His date of birth is recorded as December 1920, however several of his service history documents have this recorded as December 1919. He may have lied about his age to enlist.

== Military service ==
On 5 January 1940, Donoghue was living in Battery Point, Hobart, when he signed up to deploy overseas. He was initially posted to 6 Garrison Battalion in Hobart but on 14 March 1940 he enlisted in the Australian Imperial Forces (AIF) and became TX1087 Private Raymond Tasman Donoghue, posted to 2/12 Australian Infantry Battalion. He was sent on pre-embarkation leave almost immediately, and on 4 May 1940, he sailed to Scotland.

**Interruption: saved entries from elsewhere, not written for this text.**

PR #2528, opened 2019-12-11
OC-11816 The Source column in Bulk Action Logs Page is not...

rooney:
...displaying the Participant ID correctly, when there is a "-" in the Participant ID	

https://jira.openclinica.com/browse/OC-11816


svadla-oc:
👍

PR #2529, opened 2019-12-11
OC-11872:No jobs are created in Bulk actions Log page when a study le…

Taoli2018:
…vel user tries to download PDF casebook from a site.


svadla-oc:
this code may not be relevant once OC-11898 is implemented

PR #2532, opened 2019-12-12
OC-11632:Import into a Signed event un-signs the event and sets it ba…

Taoli2018:
…ck to Data Entry Started, while in UI entering data in signed event sets event status to completed


svadla-oc:
👍

PR #2536, opened 2019-12-13
OC-10523: Remove filename from job detail. Remove published jobs from…

slclinica:
… bulk action logs. Check if last in progress publish was more than 4 hours ago and stop block.


svadla-oc:
👍

PR #2543, opened 2019-12-16
OC-11814:Invalid data in XML import is setting an unscheduled Event to scheduled and the form to initial data entry

Taoli2018:


src/main/java/org/akaza/openclinica/service/ImportServiceImpl.java
```diff
@@ -381,6 +382,9 @@ public boolean validateAndProcessDataImport(ODMContainer odmContainer, String st
                                     eventCrf = updateEventCrf(eventCrf, userAccount, Status.AVAILABLE, null);
                                 }
 
+                            }else if (itemCountInForm.getInsertedUpdatedItemCountInForm() == 0 && eventCrf.getAnnotations().equals(NEW_CRF_TRACK)) {
+                            	// remove the new created blank Form
+                            	eventCrfDao.remove(eventCrf);
```
svadla-oc: Instead of creating even_crf and then deleting it from the database, try to create the event_crf only when there is a valid item data

Taoli2018: done

src/main/java/org/akaza/openclinica/service/ImportServiceImpl.java
```diff
@@ -1409,6 +1409,10 @@ private Object validateItem(ImportItemDataBean itemDataBean, CrfBean crf, EventC
                 return new DataImportReport(null, null, null, null, null, null, null, null, UPDATED, sdf_logFile.format(new Date()), null);
             }
         } else {
+        	// only created new event crf once
+        	if(eventCrf.getEventCrfId() == 0) {
+        		eventCrf = eventCrfDao.saveOrUpdate(eventCrf);	
+        	}
```
svadla-oc: move this logic to createItemData method so it will be applied to all places that call this method

Taoli2018: done

svadla-oc:
👍

PR #2546, opened 2019-12-17
OC-11920: Saving some of the default values in the db is removed

suthirr-openclinica:
Saving some of the default values in the db is removed and Some places creating redundant child StudyParameterValues is removed


svadla-oc:
👍

PR #2554, opened 2019-12-19
OC-11780:User able to import data into removed event

Taoli2018:


src/main/java/org/akaza/openclinica/service/ImportServiceImpl.java
```diff
@@ -1017,6 +1017,8 @@ private ErrorObj checkEventAvailable(StudyEvent studyEvent) {
         ErrorObj errorObj = null;
 
         if (studyEvent != null && (
+        		// OC-11780, for visit and just scheduled event(before enter any data),UI side will only update status of StudyEvent,because no CRF yet 
+        		studyEvent.getStatusId()==Status.DELETED.getCode() ||
```
svadla-oc: looks like this issue was created by a change for OC-10918 https://github.com/OpenClinica/OpenClinica/commit/d9b4db7b66b013622306245169ec07be4398a3e3#diff-754be736d631684cb880a2cbec793860. Please make sure that this new change doesn't break OC-10918

Taoli2018: yes, I tested OC-10918 complete form still working, because for both complete and removed event, the event status  all meet the logic check: studyEvent.getStatusId() != Status.AVAILABLE.getCode(), so we need to remove the general logic check to make the complete form  import work, and added more specific removed status logic to STOP the removed event.

svadla-oc:
👍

After spending six months in Scotland, Donoghue deployed to the Middle East with 2/32 Australian Infantry Battalion. He spent a few short weeks undergoing further training before deploying to Greece on 25 March 1941. Details are vague, but it seems Donoghue was captured by the Germans on 28 April 1941 and reported missing in action (MIA) on 8 June 1941. In August of the same year he was reported as a prisoner of war (POW), being held in Stalag 18A, where he remained until 10 June 1945, being employed as a pick and shovel labourer until he was recovered and taken to the United Kingdom.

Two days after being released, Donoghue completed a report of his treatment as a POW. He stated that he was captured along with a colleague, TX631 PTE Leonard Leo Charles Bevis, who also enlisted at Battery Point. His comments on the living conditions state: "Living conditions very poor. Straw sacks, lighting fair, heating bad, over crowded, vermin". There are other comments, however they are illegible.

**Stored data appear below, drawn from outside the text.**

PR #2555, opened 2019-12-19
OC-11929 After failed publish, the customer is blocked to re-publish due to technical reason

jkeremian:
After failed publish, the customer is blocked to re-publish due to technical reason


src/main/java/core/org/akaza/openclinica/service/crfdata/EnketoUrlService.java
```diff
@@ -205,6 +205,7 @@ public FormUrlObject getActionUrl(String subjectContextKey, PFormCacheSubjectCon
         if(eventCrf==null){
             UserAccount userAccount = userAccountDao.findByUserId(ub.getId());
             eventCrf= createEventCrf(formLayout,studyEvent,subject,userAccount);
+            logger.info("creating new event crf {}",eventCrf.getEventCrfId());
```
svadla-oc: I think we should print event and crf id too, so we know why they don't match up.

svadla-oc:
I am merging this for now. Let's add more logging separately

Donoghue states that the rationing was "very insufficient food, bad quality and facilities". This would have been the main contributing factor to the dysentery Donoghue suffered from 15 May until 4 August 1941. He also suffered bad eyesight and received treatment from March 1942 until after being released. He stated that he received medical treatment "...from our own British Medical Officer and also a German Medical Officer." and reported that "...the medical treatment was very good."

While it seems that Donoghue and his fellow POWs were not mistreated, their washing and sanitary facilities were very poor which would have contributed to his ailing health. Donoghue's report states that they were permitted to play "plenty of sport", but he stated that they received recreation facilities "only from International Red Cross and from home".

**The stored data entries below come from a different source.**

PR #2563, opened 2019-12-23
OC-11871 Support Participant IDs using random numbers

jkeremian:
Support Participant IDs using random numbers

### DIFF
--- a/src/main/java/org/akaza/openclinica/controller/helper/TemplateHelper.java
+++ b/src/main/java/org/akaza/openclinica/controller/helper/TemplateHelper.java
@@ -1,0 +1,36 @@
+package org.akaza.openclinica.controller.helper;
+
+import com.fasterxml.jackson.annotation.JsonIgnoreProperties;
+
+import java.util.Random;
+
+@JsonIgnoreProperties
+public class TemplateHelper {
+
+
+    public Integer random(int digit_number) {
+        switch (digit_number) {
+            case 1:
+                return new Random().nextInt(9);
+            case 2:
+                return new Random().nextInt(99);
+            case 3:
+                return new Random().nextInt(999);
+            case 4:
+                return new Random().nextInt(9999);
+            case 5:
+                return new Random().nextInt(99999);
+            case 6:
+                return new Random().nextInt(999999);
+            case 7:
+                return new Random().nextInt(9999999);
+            case 8:
+                return new Random().nextInt(99999999);
+            case 9:
+                return new Random().nextInt(999999999);
+            default:
+                return null;
+        }
+    }
+
+}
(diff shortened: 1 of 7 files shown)


src/main/java/org/akaza/openclinica/controller/helper/TemplateHelper.java
```diff
@@ -0,0 +1,36 @@
...
+import java.util.Random;
+
+@JsonIgnoreProperties
+public class TemplateHelper {
+
+
+    public Integer random(int digit_number) {
+        switch (digit_number) {
+            case 1:
+                return new Random().nextInt(9);
```
svadla-oc: apparently it is better to use ThreadLocalRandom.current().nextInt(min, max + 1).
see: https://stackoverflow.com/questions/363681/how-do-i-generate-random-integers-within-a-specific-range-in-java

src/main/java/org/akaza/openclinica/controller/helper/TemplateHelper.java
```diff
@@ -0,0 +1,36 @@
...
+            case 2:
+                return new Random().nextInt(99);
```
svadla-oc: Also the value of the argument is exclusive, so this code will never generate 99 as the random number. You should set this to 100.

src/main/java/org/akaza/openclinica/controller/helper/TemplateHelper.java
```diff
@@ -0,0 +1,36 @@
...
+            case 3:
+                return new Random().nextInt(999);
```
svadla-oc: Instead of all these case statements, maybe write some code to find the max value based on number of digits. Maybe something like: Integer.parseInt(StringUtils.repeat("9", digit_number));

src/main/java/org/akaza/openclinica/controller/helper/TemplateHelper.java
```diff
@@ -0,0 +1,36 @@
...
+            case 6:
+                return new Random().nextInt(999999);
+            case 7:
+                return new Random().nextInt(9999999);
+            case 8:
+                return new Random().nextInt(99999999);
+            case 9:
+                return new Random().nextInt(999999999);
+            default:
+                return null;
```
svadla-oc: You may want to throw an error instead of returning null as this could result in a valid template with value "null" for random number.

src/main/java/org/akaza/openclinica/controller/helper/TemplateHelper.java
jkeremian: I updated the code based on your feedback and it worked great and looks much shorter , cleaner and professional. Thank you for your feedback , it was very helpful.

src/main/java/org/akaza/openclinica/controller/helper/TemplateHelper.java
jkeremian: same comment as before

svadla-oc:
👍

One of the questions included on the POW report is "List names of any other Australians seen while you were a prisoner of war". To that, Donoghue replied "I have seen many Australians during captivity but names I could not state".

On 25 July 1945, Donoghue set sail back to Australia. He arrived in Sydney on 7 August 1945 where he spent about six weeks convalescing before being discharged back in Tasmania on 7 November 1945. For his military service, Donoghue was awarded the 1939-1945 Star, Defence Medal, War Medal and Australia Service Medal.

Donoghue also became one of only 23 Australians to be awarded the George Cross. It is the highest Commonwealth award for bravery available to civilians. Military personnel may also receive the George Cross, but only if their act cannot be recognised by the military system. In George Cross Park in Canberra, there is a memorial which contains a plaque for each recipient, outlining the actions and events resulting in each award.

==Death==
On 29 April 1960, Donoghue was the conductor of a tram, which collided with a truck, injuring the driver and damaging the brakes, during rush hour. The tram began to roll down Elizabeth Street, reaching speeds of up to 50 miles per hour (80 km/h). Donoghue, helped by passengers, struggled to apply the brakes in the damaged cab then moved the passengers to the rear of the tram to protect them. He stayed in the cab, ringing the bell to warn traffic and attempting to apply the handbrake, until the tram struck another tram, killing Donoghue. Forty-seven passengers were injured, four seriously, but due to Donoghue's actions, none were killed. The coroner's report noted his "great fortitude in the face of imminent danger ... doing all in his power to save the lives of numerous passengers".

The award of the George Cross was gazetted on 11 October 1960. Raymond Donoghue is buried in Cornelian Bay Cemetery.